- Language - Python, SQL
Project 1:
Child Development plan - (Sep 2020 to August 2021)
1. It is an investment product where a customer (father/mother) can invest into this account and get the benefits for their children education expenses.
2. Business wanted to have more number of customers to take this plan as the current approach based on business understanding is not yielding good conversions.
3. The target variable is the customers who opened the account within 45 days when targeted. The realized event rate is 4%.

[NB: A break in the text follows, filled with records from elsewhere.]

PR #8730, opened 2026-09-03
[CRCR] Enhance PR tracking logic to ensure only the latest commit is considered for job reporting

can-gaa-hou:
`buildMatrix` groups PR matrix rows by `pr_number` only, with no check that a job's `pytorch_head_sha` matches the commit the row is currently showing. So two dispatches for the same PR but different commits — e.g. a mid-PR push vs. the eventual post-merge `pull_request` run — get merged into one row, and a slow/stale job from an older commit can end up displayed as if it belonged to the row's newer, current commit.

Fix: once a newer commit starts reporting for a row, clear its cells and ignore any further job that doesn't match the row's current SHA. `buildNightlyMatrix` already does the equivalent (keyed by SHA directly) and doesn't have this problem.

### DIFF
--- a/torchci/pages/crcr/[org]/[repo].tsx
+++ b/torchci/pages/crcr/[org]/[repo].tsx
@@ -826,11 +826,20 @@ function buildMatrix(data: CrcrJobRow[]): {
       };
       prMap.set(prNum, row);
     }
-    // Track latest started_at for this PR
+    // Track latest started_at for this PR. A newer commit supersedes the
+    // row entirely -- different dispatches (a mid-PR push vs. the eventual
+    // post-merge pull_request run, say) share the same pr_number but aren't
+    // the same commit, so cells from the old commit must not linger once a
+    // newer one starts reporting.
     if (job.started_at > row.latestTime) {
       row.latestTime = job.started_at;
-      row.sha = job.pytorch_head_sha;
+      if (job.pytorch_head_sha !== row.sha) {
+        row.sha = job.pytorch_head_sha;
+        row.jobs.clear();
+      }
     }
+    // Ignore jobs for any commit other than the row's current one.
+    if (job.pytorch_head_sha !== row.sha) continue;
     // Keep the latest attempt per job_name
     const existing = row.jobs.get(job.job_name);
     if (!existing || job.run_attempt > existing.run_attempt) {


torchci/pages/crcr/[org]/[repo].tsx
```diff
@@ -826,11 +826,20 @@ function buildMatrix(data: CrcrJobRow[]): {
       };
       prMap.set(prNum, row);
     }
-    // Track latest started_at for this PR
+    // Track latest started_at for this PR. A newer commit supersedes the
+    // row entirely -- different dispatches (a mid-PR push vs. the eventual
+    // post-merge pull_request run, say) share the same pr_number but aren't
+    // the same commit, so cells from the old commit must not linger once a
```
Comment (subinz1) [inline torchci/pages/crcr/[org]/[repo].tsx:832]: Not a blocker, just an edge case to be aware of: the SHA flip is gated on `started_at > row.latestTime`, so if a job from an *older* commit happens to have a later `started_at` than all jobs from the newer commit (e.g., it sat in queue longer), the row would flip back to the old SHA and clear the newer jobs. In practice very unlikely since the newer dispatch starts later, but if you wanted to be defensive you could tie-break on SHA recency rather than pure `started_at`. Fine as-is for now.

subinz1 (commented):
Thanks for catching this — the cross-commit bleed in the PR matrix is a real issue and this is the right fix. A couple of observations, neither blocking.

One additional note: `jobNamesSet.add(job.job_name)` (line 819, above this diff) runs before the SHA filter, so column headers can include job names from old commits even though their cells end up empty. Moving the `add` after the `continue` guard would keep the header clean. Cosmetic only — no wrong data.

torchci/pages/crcr/[org]/[repo].tsx
Comment (can-gaa-hou) [reply torchci/pages/crcr/[org]/[repo].tsx:832]: Good catch on the edge case, but I don't think it can actually happen here — the dispatch receiver's concurrency group is keyed by `pr_number` with `cancel-in-progress: true`, so a new commit's dispatch cancels the old run before any of its unstarted jobs get a `started_at`, and already-running jobs keep whatever `started_at` they got before cancellation. So an older commit's job can never end up with a later started_at than a newer commit's. Leaving `buildMatrix` as-is.

atalman:
@claude review this pr

atalman (approved):

PR #8735, opened 2026-09-03
Read the sccache bucket anonymously when there are no credentials

huydhn:
A pull request from a fork gets no OIDC token, so linux_job_v3's role assume fails. That step is `continue-on-error`, so the job carries on into the script, where the CI image's sccache stubs sit ahead of the real compilers on `PATH`. sccache fails its startup read rather than compiling uncached, and the first cmake probe reports

```
The C compiler "/opt/cache/bin/cc" is not able to compile a simple test program.
```

which reads as a code problem to the contributor who hit it. Live today in executorch: on fork head `214f83c2`, [run 33749324463](https://github.com/pytorch/executorch/actions/runs/33749324463) fails exactly the three Linux jobs already on v3 while the same commit pushed inside the main repository passes all 120.

Set `SCCACHE_S3_NO_CREDENTIALS` from the outcome of the assume, as pytorch's `_linux-build.yml` does against the same bucket.

Anonymous reads work: on pytorch fork run 33806115960, job 100817557572 logged `Credentials could not be loaded` and `SCCACHE_S3_NO_CREDENTIALS=true`, then built with **3207 cache hits at 99.94%**. Writes fail harmlessly. A local disk cache would have been the other option, but it caches nothing in an ephemeral pod.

4. Logistic regression is used to develop the solution.
5. Data sources such as customer demographics, giro transactions, CASA balances, Investment and insurance are used in the model.
6. Data is split into 70:30 for training and testing respectively.
7. Various data treatment (missing, outlier,) has been carried out to clean the data and transform the variables to make the data trended. 8. Variables are selected based on Information value, Variable clustering and business importance. Checked the multi-collinearity issue using VIF. Variable significance, variable sign in the regression equation and computed the performance statistics and model stability. 9. The final model was able to predict 70% of the total events in the modeling dataset using the top 20% data.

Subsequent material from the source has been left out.